▸ WHAT IS BEING ASKED:
Two lines below mark the span: the one containing "Notice 2—on the" and the one containing "- Turn on MSW". Set down both, plus every line between, exactly as they stand, and nothing else.
━━━━━ INFORMATION ━━━━━
PR #8621, opened 2022-11-21
M3-5991: SMTP add helper text

mjac0bs:
## Description 📝

**What does this PR do?**
Adds two SMTP restriction notices to Cloud Manager for customers with _**accounts created on or after**_ the next release date.

Notice 1—at the bottom of the Linode create page 
Notice 2—on the Linode detail page, above tab set, with the Network tab selected

## Preview 📷

**Notice 1:**

Without EU agreement:
Screen Shot 2022-11-21 at 2 31 17 PM

With EU agreement:
Screen Shot 2022-11-21 at 2 31 48 PM

**Notice 2:**
Screen Shot 2022-11-21 at 2 32 58 PM

## How to test 🧪

- Turn on MSW to mock a user who created an account on the day of the next release.

Notice 1:
- Navigate to the Linode Create page. Scroll to bottom of page and observe SMTP text.
- Set the new linode's region to London, UK or Frankfurt, DE 
- Scroll to the bottom of the page and observe SMTP text and EU agreement text.
- Adjust the screen size and confirm that the message(s) and Create Linode button at the bottom of the page are still legible and spacing is not weird.

Notice 2:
━━━━━
▸ RESPONSE TO THIS EXERCISE:
Notice 2—on the Linode detail page, above tab set, with the Network tab selected

## Preview 📷

**Notice 1:**

Without EU agreement:
Screen Shot 2022-11-21 at 2 31 17 PM

With EU agreement:
Screen Shot 2022-11-21 at 2 31 48 PM

**Notice 2:**
Screen Shot 2022-11-21 at 2 32 58 PM

## How to test 🧪

- Turn on MSW to mock a user who created an account on the day of the next release.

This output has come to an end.